# Transmission Fluid



## Lower it!! (Aug 1, 2007)

I seached a bit but didn't find anything too useful. 
I need to know a couple things. How does one check manual transmission fluid level? How do you get fluid in the trans if it's low? And what fluid is acceptable per VW?
My car doesn't want to stay in 5th gear, and I've had a slow transmission fluid leak. I think it's finally caught up with me and is low now. 
Any help would be appreciated.


----------



## MKVJET08 (Feb 12, 2008)

*Re: Transmission Fluid (Lower it!!)*

We have a sealed transmission and should never need to flush or add fluid. Maybe you have a bigger issue? Cracked trans?


----------



## Lower it!! (Aug 1, 2007)

*FV-QR*

Hmm. Why does it say to check transmission fluid level at some service intervals?
I have a crack in the trans yes. It's been patched but still leaks.


----------



## Lower it!! (Aug 1, 2007)

*Re: FV-QR (Lower it!!)*

The way it's acting I'm pretty certain my shift linkage needs to be adjusted. 
False alarm. Thanks for all the help though everyone.


----------



## elf911 (Jul 27, 2007)

At 16k miles my 6spd tip was leaking and VW had to crack open the magically sealed transmission and replace a seal and a gasket. They alost dropped and cleaned the pan and changed the tranny filter. Snake oil like the posts say about all this super sealed tranny nonsense!


----------



## Lower it!! (Aug 1, 2007)

*FV-QR*

auto trans have a pan on the bottom. manual trans do not.


----------



## NJRoadfan (Sep 16, 2006)

*Re: FV-QR (Lower it!!)*


_Quote, originally posted by *Lower it!!* »_auto trans have a pan on the bottom. manual trans do not. 

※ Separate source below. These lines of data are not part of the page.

PR #7521, opened 2019-05-03
testing/bcc: new aport

acj:


Ikke:
This fails on `x86`, `armhf` and `armv7` with the error:

> /home/buildozer/aports/testing/bcc/src/bcc-0.8.0/tests/cc/test_usdt_args.cc:65:14: error: 'parser' was not declared in this scope
> REQUIRE(!parser.parse(&arg));
> ^~~~~~

acj:
@Ikke Thanks. Fixed.

testing/bcc/APKBUILD
```diff
@@ -0,0 +1,28 @@
+# Maintainer: Adam Jensen <acjensen@gmail.com>
+pkgname=bcc
+pkgver=0.8.0
+pkgrel=1
```
Ikke: I'll change it when applying, but `pkgrel` should start at 0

The manual transmission should have fill and drain plugs, just make sure you can remove the fill plug before draining it! VW (and Audi) usually don't list service intervals for the gear oil in manual transmission cars. Changing it every once in awhile can't hurt, although I do have a car with 100k+ miles and 22 year old gear oil in it without any shifting problems.







The proper level of fluid is usually to the level of the fill plug (fill it up with the car level, and let any extra gear oil flow out of the fill plug). Automatics are a different story though. While there is no dipstick (leading service departments and salesman to claim it is "sealed"), there is a special tool to fill the transmission with fluid from the bottom of the car. As always, check the service manual for proper fluid types and quantities.


_Modified by NJRoadfan at 7:53 AM 9-1-2009_


----------



## Lower it!! (Aug 1, 2007)

*Re: FV-QR (NJRoadfan)*

http://****************.com/smile/emthup.gif
if I do check the fluid I'll take pics.


----------



## MKVJET08 (Feb 12, 2008)

*Re: FV-QR (Lower it!!)*


_Quote, originally posted by *Lower it!!* »_Hmm. Why does it say to check transmission fluid level at some service intervals?
I have a crack in the trans yes. It's been patched but still leaks.

thats weird. are you sure that's not for automatic transmissions only? i was just looking over my service intervals and my trans level is never checked. only inspected for cracks. i also remember asking one of the guys at the dealership when they were going to check or replace the fluid and they said never.


----------



## CorradoG602 (Jan 22, 2007)

*Re: FV-QR (NJRoadfan)*


_Quote, originally posted by *NJRoadfan* »_
The manual transmission should have fill and drain plugs, just make sure you can remove the fill plug before draining it! VW (and Audi) usually don't list service intervals for the gear oil in manual transmission cars. Changing it every once in awhile can't hurt, although I do have a car with 100k+ miles and 22 year old gear oil in it without any shifting problems.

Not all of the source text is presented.